* WHAT YOU NEED TO DO
Scan the lines below for the word "Feature". Copy each line you find it in.

* DATA FOR THIS TASK

PR #533, opened 2022-06-14
Adding reserve price to example auctioneer.

### LINKED ISSUE #449: [Feature]: Add Reserve Price to Auctioneer

auction-house

### Feature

* ANSWER TO THE PROBLEM
### LINKED ISSUE #449: [Feature]: Add Reserve Price to Auctioneer
### Feature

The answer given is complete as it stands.